What to produce
Pick out each line of the records that includes the string "blob", and copy it.

Dataset records:

PR #642, opened 2022-10-08
Get rid from static linking of the zstd in mcap cpp

MichaelOrlov:
**Public-Facing Changes**
Get rid from static linking of the zstd in mcap cpp by removing #define ZSTD_STATIC_LINKING_ONLY

**Description**
We need to link zstd dynamically to be able to use zstd_vendor in ROS2

### DIFF
--- a/cpp/mcap/include/mcap/reader.inl
+++ b/cpp/mcap/include/mcap/reader.inl
@@ -3,7 +3,6 @@
 #include <cassert>
 #include <lz4frame.h>
 
-#define ZSTD_STATIC_LINKING_ONLY
 #include <zstd.h>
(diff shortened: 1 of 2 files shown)


jhurliman (approved):

MichaelOrlov:
@jhurliman Since this PR has been approved and merged can we bumped mcap version to be able to refer on it in ROS2 `mcap_vendor` package?

jhurliman:
cc @jtbandes who I believe knows the process for publishing new C++ library versions

jtbandes:
Adding release instructions here: https://github.com/foxglove/mcap/pull/655

PR #649, opened 2022-10-11
go: use internal version string

### LINKED ISSUE #591: Homebrew version of mcap records a strange library string
**Description**

After installing mcap with Homebrew, running `mcap filter` on a file followed by `mcap info` on the resulting file shows the following library string:

```
library: mcap go #(devel); mcap go #(devel)
```

The same string is repeated twice with a `;` separator, and the version is reported as "devel" even though this is the official 0.0.19 release distributed via Homebrew.

- Version: 0.0.19
- Platform: MacOS (M1)

james-rms:
**Public-Facing Changes**

None.

**Description**
With context from https://github.com/golang/go/issues/29228, the result of runtime/debug.BuildInfo.Main.Version is not well defined. Here we use an internally-defined Version as our library version in all contexts. We also add a test when using a go library release tag `go/mcap/v1.2.3` that the Version string is correct.

This PR also changes the behaviour of `Writer` to only append the existing library version if it's different from the current version. This removes the awkward behaviour of `mcap filter` where the resulting mcap Library would be `mcap go #(devel); mcap go #(devel); mcap go #(devel)...`.

Fixes #591


go/cli/check-tag/go.mod
```diff
@@ -0,0 +1,14 @@
+module github.com/foxglove/mcap/go/cli/check-tag
+
+go 1.18
+
+require github.com/foxglove/mcap/go/mcap v0.0.0-20221010221948-8b72814b2c50
```
jtbandes, line 5: what's the meaning of this version specifier? will this have to be bumped when we make commits to the mcap library?

.github/workflows/ci.yml
```diff
@@ -323,6 +323,12 @@ jobs:
         run: go install github.com/golangci/golangci-lint/cmd/golangci-lint@v1.49.0
       - run: make lint
       - run: make test
+      - name: Check library version
+        if: |
+          !github.event.pull_request.head.repo.fork &&
+          startsWith(github.ref, 'refs/tags/go/mcap/v')
+        working-directory: go/cli/check-tag
+        run: make build && bin/check-tag
```
jtbandes, line 331: Should we put this in the `go-release-cli` step instead? I see that go-release-cli has `needs: [go]`, however it still does its own build and as far as I can see doesn't actually depend on the output of the `go` job. So it seems a little nicer for this validation to be in the job that needs it (go-release-cli).

go/cli/check-tag/main.go
```diff
@@ -0,0 +1,38 @@
+/// Utility for checking that the current git tag matches the internal MCAP library version string.
```
jtbandes, line 1: I generally hate bash scripts, but it kinda feels like this whole program could be a few lines of bash. Is there some technical reason to make a separate go binary for this rather than just calling `mcap version --library` to get the library version and checking it against the git tag?

go/cli/mcap/cmd/version.go
```diff
@@ -3,22 +3,27 @@ package cmd
...
+	Use:   "version",
+	Short: "Output version information",
+	Run: func(cmd *cobra.Command, args []string) {
+		if printLibraryVersion {
+			fmt.Println(mcap.Version)
+		} else {
 			fmt.Println(Version)
-		},
-	}
+		}
```
jtbandes, line 22: Why do we want the library and CLI versions to be separate concepts at all?

.github/workflows/ci.yml
jtbandes: I now see that this is not relevant to the cli because it's for `go/mcap/vX` rather than `go/mcap-cli/vX`.

go/cli/mcap/cmd/version.go
james-rms: They seem separate to me 😅 A breaking change in the mcap library vs. mcap CLI API are pretty different things. To the extent that we have any users of the mcap library directly, they shouldn't care about what happens with the CLI when updating versions.

jtbandes: So to summarize the changes, the library version is in the code, and the cli version is still coming from the version variable at build time, right?

james-rms: correct.

go/check_tag.sh
```diff
@@ -0,0 +1,25 @@
...
+fi
+
+expected_tag="go/mcap/$($1 version --library)"
+read -ra all_tags <<< "$(git tag --points-at HEAD)"
+found="false"
+for tag in "${all_tags[@]}"; do
+    if [ "$tag" = "$expected_tag" ]; then
+        found="true"
+    fi
+done
```
jtbandes, line 18: Might be slightly simpler if you used `git rev-parse go/mcap/$(...)` and compared with `git rev-parse HEAD`.

jtbandes (approved):
So when this CI step fails, how will we notice? Just a red X on the latest commit on main? (It's not blocking any PRs right?)

james-rms:
Yes, that's about the best we can do I think.

PR #650, opened 2022-10-11
go: do not calculate CRC if not required

### LINKED ISSUE #638: Go mcap writer calculates crc even when IncludeCRC is false
CRC should not be calculated if IncludeCRC is false.

https://github.com/foxglove/mcap/blob/14fa18afb83e504ae03397fd4e9292a6c83a7e80/go/mcap/writer.go#L738
https://github.com/foxglove/mcap/blob/14fa18afb83e504ae03397fd4e9292a6c83a7e80/go/mcap/write_sizer.go#L20

james-rms:
**Public-Facing Changes**

**Description**

Fixes #638


go/mcap/write_sizer.go
```diff
@@ -15,9 +14,9 @@ func (w *writeSizer) Write(p []byte) (int, error) {
 	return w.w.Write(p)
 }
 
-func newWriteSizer(w io.Writer) *writeSizer {
+func newWriteSizer(w io.Writer, calculateCRC bool) *writeSizer {
 	return &writeSizer{
-		w: newCRCWriter(w),
+		w: newCRCWriter(w, calculateCRC),
```
alokpr, line 19: It seems a bit weird to pass a boolean to calculateCRC to crc-writer. How about this?

```
if (calculateCRC) {
  w = newCRCWriter(w)
}
return &writeSizer{w: w}
```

Written solution
https://github.com/foxglove/mcap/blob/14fa18afb83e504ae03397fd4e9292a6c83a7e80/go/mcap/writer.go#L738
https://github.com/foxglove/mcap/blob/14fa18afb83e504ae03397fd4e9292a6c83a7e80/go/mcap/write_sizer.go#L20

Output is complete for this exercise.